* **The task**
The listing below is to be reproduced in full, exactly as given.
┌─ Data provided
PR #1152, opened 2015-11-25
[roslyn branch] Allow derived types in Initialize

hach-que:
When deriving from a class that calls Initialize in it's constructor
(like Solution), the initialization does not occur because the derived
type does not match the type that calls Initialize.  However, if that
derived class then relies on being initialized later in the constructor,
an exception is thrown.

Instead, permit derived types to initialize in the base constructor (in
the use case this is for, we actually want the derived type in the add-
in to behave as the base type for almost every scenario).

### DIFF
--- a/main/src/core/MonoDevelop.Core/MonoDevelop.Projects/WorkspaceObject.cs
+++ b/main/src/core/MonoDevelop.Core/MonoDevelop.Projects/WorkspaceObject.cs
@@ -53,7 +53,7 @@ namespace MonoDevelop.Projects
 
 		internal protected void Initialize<T> (T instance)
 		{
-			if (instance.GetType () != typeof(T))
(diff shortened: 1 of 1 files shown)


slluis:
└─
* **Expected answer**
PR #1152, opened 2015-11-25
[roslyn branch] Allow derived types in Initialize

hach-que:
When deriving from a class that calls Initialize in it's constructor
(like Solution), the initialization does not occur because the derived
type does not match the type that calls Initialize.  However, if that
derived class then relies on being initialized later in the constructor,
an exception is thrown.

Instead, permit derived types to initialize in the base constructor (in
the use case this is for, we actually want the derived type in the add-
in to behave as the base type for almost every scenario).

### DIFF
--- a/main/src/core/MonoDevelop.Core/MonoDevelop.Projects/WorkspaceObject.cs
+++ b/main/src/core/MonoDevelop.Core/MonoDevelop.Projects/WorkspaceObject.cs
@@ -53,7 +53,7 @@ namespace MonoDevelop.Projects
 
 		internal protected void Initialize<T> (T instance)
 		{
-			if (instance.GetType () != typeof(T))
(diff shortened: 1 of 1 files shown)


slluis:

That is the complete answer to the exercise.